[What the task requires] Every line of the listing is to be printed again exactly.

[Data for this task]
============================================================
PR #66, opened 2017-10-09
Attempt to open defaults.nh from HACKDIR if not found for WIN32.

barthouse:


barthouse:
Given that this is only fixing a developer scenario, I'm closing the commit.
============================================================
[Answer section]
PR #66, opened 2017-10-09
Attempt to open defaults.nh from HACKDIR if not found for WIN32.

barthouse:


barthouse:
Given that this is only fixing a developer scenario, I'm closing the commit.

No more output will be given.